John Chandler Bancroft Davis
John Chandler Bancroft Davis enjoyed a long and prolific career as a diplomat, jurist, and legal historian.
The son of John Davis, a Massachusetts governor and U.S. senator, Davis was born December 29, 1822, in Worcester, Massachusetts. He entered Harvard College in 1840, but was suspended (unjustly, by some accounts) during his senior year. He then studied law and was admitted to the Massachusetts bar in 1844. Three years later, he received his law degree from Harvard.
Davis practiced law in New York City until August 1849, when he was appointed secretary of the U.S. legation in Great Britain. He was also acting chargé d' affaires of the embassy for a brief time. Davis left his diplomatic post in November 1852 to resume his law practice and to become U.S. correspondent for the London Times. Illness forced him to give up his law practice, and in 1862 he and his wife settled on a farm in rural New York State.
Six years later, after regaining his health, Davis was elected to the New York State Assembly. In 1869, he left the legislature to accept an
appointment as assistant SECRETARY OF STATE under President ULYSSES S. GRANT. As the assistant secretary, Davis arbitrated a dispute between Portugal and Great Britain over their African possessions. In 1871, a joint high commission was created to settle a dispute between the United States and Great Britain over damages sustained by Confederate vessels during the Civil War. Davis resigned his position with the STATE DEPARTMENT to become U.S. secretary to the commission. He prepared the case for the United States and wrote a 500-page book, The
Case of the United States, in which the government demanded compensation for losses sustained by Confederate cruisers and for injuries to commerce. The Tribunal of Arbitration at Geneva later awarded the United States over $15 million in gold for damages.
Davis was reappointed assistant secretary of state in January 1873 but resigned in July 1874 to succeed his uncle, George Bancroft, as minister to Germany.
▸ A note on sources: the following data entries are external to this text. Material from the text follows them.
PR #6745, opened 2020-08-05
Use recent block times for unlock time

moneromooo-monero:
From an original patch by TheCharlatan.


src/cryptonote_core/blockchain.h
```diff
@@ -1427,16 +1440,6 @@ namespace cryptonote
...
-    /**
-     * @brief get the "adjusted time"
-     *
-     * Currently this simply returns the current time according to the
-     * user's machine.
-     *
-     * @return the current time
-     */
-    uint64_t get_adjusted_time() const;
-
```
UkoeHB, line 1439: Why was this declaration moved up 400 lines? New spot seems less appropriate based on other declarations nearby.

src/simplewallet/simplewallet.cpp
```diff
@@ -8456,8 +8456,8 @@ bool simple_wallet::get_transfers(std::vector<std::string>& local_args, std::vec
         }
         else
         {
-          uint64_t current_time = static_cast<uint64_t>(time(NULL));
-          uint64_t threshold = current_time + (m_wallet->use_fork_rules(2, 0) ? CRYPTONOTE_LOCKED_TX_ALLOWED_DELTA_SECONDS_V2 : CRYPTONOTE_LOCKED_TX_ALLOWED_DELTA_SECONDS_V1);
+          const uint64_t adjusted_time = m_wallet->get_daemon_adjusted_time();
+          uint64_t threshold = adjusted_time + (m_wallet->use_fork_rules(2, 0) ? CRYPTONOTE_LOCKED_TX_ALLOWED_DELTA_SECONDS_V2 : CRYPTONOTE_LOCKED_TX_ALLOWED_DELTA_SECONDS_V1);
```
UkoeHB, line 8460: Looks like terminology confusion again, since 'adjusted_time' has been changed to mean 'median time of last 60 blocks'. Which makes the behavior here change.

src/cryptonote_core/blockchain.cpp
```diff
@@ -3798,17 +3818,14 @@ bool Blockchain::check_block_timestamp(const block& b, uint64_t& median_ts) cons
...
-  for(;offset < h; ++offset)
+  median_ts = get_adjusted_time(h);
+  if(b.timestamp < median_ts)
   {
-    timestamps.push_back(m_db->get_block_timestamp(offset));
+    MERROR_VER("Timestamp of block with id: " << get_block_hash(b) << ", " << b.timestamp << ", less than median of last " << BLOCKCHAIN_TIMESTAMP_CHECK_WINDOW << " blocks, " << median_ts);
+    return false;
   }
 
-  return check_block_timestamp(timestamps, b, median_ts);
```
UkoeHB, line 3811: Is this 3-parameter overload of `check_block_timestamp()` being deprecated? If so, might be nice to remove it completely.

src/simplewallet/simplewallet.cpp
```diff
@@ -10156,8 +10156,8 @@ bool simple_wallet::show_transfer(const std::vector<std::string> &args)
       }
       else
       {
-        uint64_t current_time = static_cast<uint64_t>(time(NULL));
-        uint64_t threshold = current_time + (m_wallet->use_fork_rules(2, 0) ? CRYPTONOTE_LOCKED_TX_ALLOWED_DELTA_SECONDS_V2 : CRYPTONOTE_LOCKED_TX_ALLOWED_DELTA_SECONDS_V1);
+        const uint64_t adjusted_time = m_wallet->get_daemon_adjusted_time();
+        uint64_t threshold = adjusted_time + (m_wallet->use_fork_rules(2, 0) ? CRYPTONOTE_LOCKED_TX_ALLOWED_DELTA_SECONDS_V2 : CRYPTONOTE_LOCKED_TX_ALLOWED_DELTA_SECONDS_V1);
```
UkoeHB, line 10160: Behavior change

src/wallet/wallet2.cpp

After three years in Berlin, Davis gave up his diplomatic career to become a judge on the U.S. Court of Claims. He sat on the court for five years and then served for nearly twenty years as reporter of decisions for the U.S. Supreme Court. As reporter for the Court, he edited over 75 volumes of the United States Reports, the official publication of the Court's opinions. Davis also classified important historical data on the federal judiciary. At the time of his death in 1907, at age 85, he had authored significant works on diplomacy, religion, and history, including The Massachusetts Justice (1847), Mr. Fish and the Alabama Claims (1893), and Origin of the Book of Common Prayer of the Protestant Episcopal Church in the United States of America (1897).